I got a chance to be part of a discussion on the fly today at work about the use of animals in dangerous situations. There seems to be 2 takes on the argument and would be curious to know how others feel

Take 1: It's a good thing. These dogs do things a human cannot do. They also help protect the officer. They are a great tool to be utilized (I am shortening this up it was a long talk)

Take 2: It's cruel. Forcing an animal to risk its life when it has no comprehension of the danger it can be in. The animal didn't choose to be there, it was trained and forced to be there by people. It's just a tool to keep an officer from having to risk himself, and to do the things the officer is unwilling to do.

As you can imagine, it was a heated debate. I chose not to express my feelings because well some battles are better left to those that want them...

So what are your thoughts?


----------



## llombardo

I respect all that are out there. I think they all should have the same rights or penalties as human LE(I think this is changing?), which means that if a person kills a K9 officer, it should be treated the same as if they were human. 

As much as I do respect them I would not place a dog with the department. It might be an honor and very we'll make some proud, it would bother me to no end of they got killed in the line of duty.


----------



## mycobraracr

I can't stand comments like "The dogs are forced into doing it". If you have to force a dog into that type of work, then it's not the right dog. We are not talking about someones cockerdoodle. These dogs were purposely bred for this type of work. These are the types of dogs that are not going to be happy living life on your couch getting fat.


----------



## wick

Well I can see why people may feel uncomfortable with it, but they are working dogs and they love to have a job! 

Also would those same people have a problem with them being used for sheep herding? Both jobs are dangerous and putting them in harms way... They were bred to protect and work, personally I think many working dogs are happier doing that than being locked inside all day, not to mention they get to be with their partner everywhere they go... Which we all know is our velcro dogs' dream  !!


----------



## Girl_Loves_Hydraulics

Do you guys feel that dogs are utilized because dogs are more expendable? Or that they are stuck with the tasks an officer is unwilling to do? I've heard a lot of this as of late.

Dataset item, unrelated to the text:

PR #401, opened 2021-12-28
Support flake attr `nixosModule`

erikarvstedt:
Support extracting module options defined via flake attr `nixosModule` (see [nix/flake.cc](https://github.com/NixOS/nix/blob/0e90b13ab1df925e549b5d55853b65911b4b40d3/src/nix/flake.cc#L582)).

The person on the side of no dogs in LE also mentioned that just because a dog was bred for a "purpose" doesn't mean that purpose should not change. Their example are dogs that were bred for bull baiting. Since I think most people think bull baiting is a bad thing, they are no longer used for that purpose. Or that back in the day, doctors used lobotomies to help those with mental disorders. The other argument is as a society, why have we not progressed in dealing with matters that pertain to LE. A dog wanting to work does not equate to a dog putting itself in immiment danger.

On the other side, another point they made about supporting dogs in LE is that dogs are not just utilized to protect officers, but for many other tasks also. It is better to lose a dog than to lose a person.

Edit to add: I haven't really decided if I have an opinion on this topic yet. I'm on the fence and looking for insight from others


----------



## gsdsar

Dogs are used for way more than just doing things officers don't want to do. If that was the case they would train chimps to do paperwork. 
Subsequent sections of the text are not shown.